Efficacy and Safety of Cefepime/Nacubactam or Aztreonam/Nacubactam Compared to Imipenem/Cilastatin in Subjects with Complicated Urinary Tract Infections or Acute Uncomplicated Pyelonephritis

Phase 3

Recruiting

• Conditions: Complicated urinary tract infection (cUTI) and acute uncomplicated pyelonephritis (AP)

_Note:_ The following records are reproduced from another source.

Issue #353, opened 2025-05-09
logging should be consistent and no logging implementations should be added as a transient dependency


xzel23:
Following problems:

- slf4j-simple is added as a transient dependency. A library project should never add a dependency on a logger implementation as we don't know what implementation that uses ODF Toolkit will use.

- a dependency on slf4j-api is added with the comment that Apache Jena needs it. If a dependency depends on a library, it is the responsibility of the dependency to declare it properly. If a logger implementation is needed for running tests, it should be included with "test" scope, and only one such implementation should be present. If different logging facades are used by dependencies, the corresponding bridging modules should be included with test scope.

- ODF Toolkit itself mainly uses JUL logging with one class using SLF4J instead. All logging done by ODF Toolkit should use the same API.

Also, the project should consider whether to use one of the two common logging APIs instead of calling JUL directly as that causes performance issues when an application uses a different logging implementation. IMHO either log4j-api or slf4j-api should be used instead of calling JUL directly (and my preference would be log4j-api since bridging from slf4j to log4j is less performant than the other way around.

I'll fix the inconsistent logging calls and the dependency issues and if the project agrees on using either log4j-api or slf4j-api, I can do the necessary changes later.

xzel23:
The logging PR was applied so we can change this for now. I still would like to replace JUL-logging with Log4J-API, but that should be done after the next release in a separate ticket.

PR #354, opened 2025-05-09
Issues/353 inconsistent logging

xzel23:
This fixes the usage of SLF4J in the single source file that uses SLF4J and removes the dependencies on SLF4J. If any dependency requires the SLF4J API, it is their responsibility to declare it as a transient dependency.

### DIFF
--- a/odfdom/pom.xml
+++ b/odfdom/pom.xml
@@ -89,14 +89,6 @@
             <artifactId>json</artifactId>
         </dependency>
         <dependency>
-            <groupId>org.slf4j</groupId>
-            <artifactId>slf4j-api</artifactId>
-        </dependency>
-        <dependency>
-            <groupId>org.slf4j</groupId>
-            <artifactId>slf4j-simple</artifactId>
-        </dependency>
-        <dependency>
             <groupId>org.apache.commons</groupId>
             <artifactId>commons-compress</artifactId>
         </dependency>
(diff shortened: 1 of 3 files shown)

• Registration Number: JPRN-jRCT2031230075
• Lead Sponsor: Suwada Keisuke

Brief Summary

Not available

Detailed Description

Not available

Study Timeline

• Results First Posted: 1900-01-01
• Study Start: 2023-05-15
• Last Update Posted: 17 October 2023

Recruitment & Eligibility

• Status: Recruiting
• Sex: All
• Target Recruitment: 600

Inclusion Criteria

Patients who meet all of the following criteria will be eligible to participate in the study:
1. Male or female patients at least 18 years of age (or age of legal consent, whichever is older) at the time of obtaining informed consent and who can be hospitalized throughout the Treatment Period
2. Weight at most 140 kg
3. Expectation, in the opinion of the Investigator, that the cUTI or AP of patient will require treatment with at least 5 days of IV antibiotics

Exclusion Criteria

Patients who meet any of the following criteria will be excluded from participation in the study:
1. Has a known imipenem- and/or meropenem-resistant Gram-negative uropathogen (at least 10^5 CFU/mL), isolated from study-qualifying urine culture;
Note: If after randomization the susceptibility testing indicates resistance to imipenem and/or meropenem, the patient may remain on the study drug at the discretion of Investigator.
2. Has known or suspected single or concurrent infection with Acinetobacter species or other organisms that are not adequately covered by the study drug (eg, concurrent viral, mycobacterial, or fungal infection) and needs to be managed with other anti-infectives;
Note: Patients with qualifying pathogen coinfected with a Gram-positive pathogen may be administered narrow spectrum, open-label glycopeptide (eg, vancomycin), oxazolidinone (eg, linezolid), or daptomycin concomitantly with the study drug at the discretion of Investigator.
3. Has only a known Gram-positive primary uropathogen (at least 10^5 CFU/mL), isolated from study qualifying urine culture;

Study & Design

• Study Type: Interventional
• Study Design: Not specified

Primary Outcome Measures

Name	Time	Method
The primary efficacy endpoint is the proportion of patients who achieve composite clinical and microbiological success at TOC in the Microbiological Modified Intent-to-Treat (m-MITT) Population. Composite clinical and microbiological success is defined as the composite clinical outcome of cure and the microbiological outcome of eradication.